The love of his life was in childbirth, and the child was not his.
Najat stayed away, retreating into the solitude of his quarters. He sweated and paced, as any father would. He grimaced and cursed, as a father would not. He was not concerned with the child, of course. His hands burned red from wringing out his concern for her. A second pregnancy was dangerous, for any woman—Najat’s own mother had died because she bore a second child.
Najat came to a wall and stopped pacing. He could have Felt Asta from where he stood, if he didn’t respect her wish for some physical and mental distance between them. He didn’t respect that wish, actually, but he respected her. He loved her. Najat rested his forehead against the wall as terror roared across his nerves. He had secretly observed her two days before, and her pale, wan appearance had frightened him.
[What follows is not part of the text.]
PR #246, opened 2019-10-30
Updated Kaguya LISM distortion model

jessemapel:
This is the distortion model used by both the TC and MI, which are part of the LISM.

Najat moved to a window facing the direction of Asta, and peered out into nothing. The temple complex lay dark and quiet under the poor light of the stars. He continued to stand there until he became agitated beyond the point of obedience. He was perfectly within his rights to monitor her wellbeing.
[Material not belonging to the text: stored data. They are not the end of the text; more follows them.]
PR #47, opened 2020-11-20
Add docs generation script.

Lukasa:
Motivation:

Documentation is a real help when using a project, we should be
generating it.

Modifications:

- Ported docs script from SwiftNIO.

Result:

We can provide API documentation.

### DIFF
--- a/docker/Dockerfile
+++ b/docker/Dockerfile
@@ -26,7 +26,7 @@ RUN mkdir -p $HOME/.tools
 RUN echo 'export PATH="$HOME/.tools:$PATH"' >> $HOME/.profile
 
 # script to allow mapping framepointers on linux (until part of the toolchain)
-RUN wget -q https://raw.githubusercontent.com/apple/swift/master/utils/symbolicate-linux-fatal -O $HOME/.tools/symbolicate-linux-fatal
+RUN wget -q https://raw.githubusercontent.com/apple/swift/main/utils/symbolicate-linux-fatal -O $HOME/.tools/symbolicate-linux-fatal
 RUN chmod 755 $HOME/.tools/symbolicate-linux-fatal
 
 # swiftformat (until part of the toolchain)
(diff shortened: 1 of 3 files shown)


docker/Dockerfile
```diff
@@ -26,7 +26,7 @@ RUN mkdir -p $HOME/.tools
 RUN echo 'export PATH="$HOME/.tools:$PATH"' >> $HOME/.profile
 
 # script to allow mapping framepointers on linux (until part of the toolchain)
-RUN wget -q https://raw.githubusercontent.com/apple/swift/master/utils/symbolicate-linux-fatal -O $HOME/.tools/symbolicate-linux-fatal
+RUN wget -q https://raw.githubusercontent.com/apple/swift/main/utils/symbolicate-linux-fatal -O $HOME/.tools/symbolicate-linux-fatal
 RUN chmod 755 $HOME/.tools/symbolicate-linux-fatal
```
tomerd, line 30: we can probably just get rid of this all-together, we do not need it

scripts/generate_docs.sh
```diff
@@ -0,0 +1,127 @@
...
+## SPDX-License-Identifier: Apache-2.0
+##
+##===----------------------------------------------------------------------===##
+
+set -ex
+
+my_path="$( cd "$( dirname "${BASH_SOURCE[0]}" )" && pwd )"
+root_path="$my_path/.."
+version=$(git describe --abbrev=0 --tags || echo "0.0.0")
+modules=( NIOSSH )
```
tomerd, line 21: I see there a re a f ew other modules in the repo, is including only NIOSSH in the docs intentional?

tomerd (approved):
looks good, but a couple of questions

scripts/generate_docs.sh
Lukasa: Yes, the other modules are binaries.

docker/Dockerfile
Lukasa: Done.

Suddenly resolute, Najat seated himself in preparation to reach out to her. He straightened his spine…calmed his breathing…cleared his thoughts…and then immediately sensed someone approach the entrance to his quarters.
He stood up again, listening. Seconds later, the bell chimed at the door, augmented by a hesitant knock.
Najat had sent his attendants away, so there was no one to answer for him. He stumbled slightly as he walked through the front room, and his fingers slipped at the locks. He knew who stood on the other side. For the second time in his life, Najat opened his door to the midwife’s son.
While the boy stood doubled over, catching his breath, Najat had time to slip on a mask of outward composure. Had she died? No, he would have Felt it, he was sure. But why would the midwife’s son rush all this way to tell him that the child had been born? Najat found himself flushed with annoyance.
“Mathin!” Najat said in his great booming voice, causing the boy to snap to attention, chest still heaving.
“Mahasagi,” Mathin gasped, flashing his hands in a quick mudra of respect. “Come with me!”
Incomprehension prevented Najat from moving. “To…the birthing house?”
“Yes, please hurry!”
“Your ama—”
“No, it’s Gampo-Saati! She’s asking for you. Ama said it’s alright!”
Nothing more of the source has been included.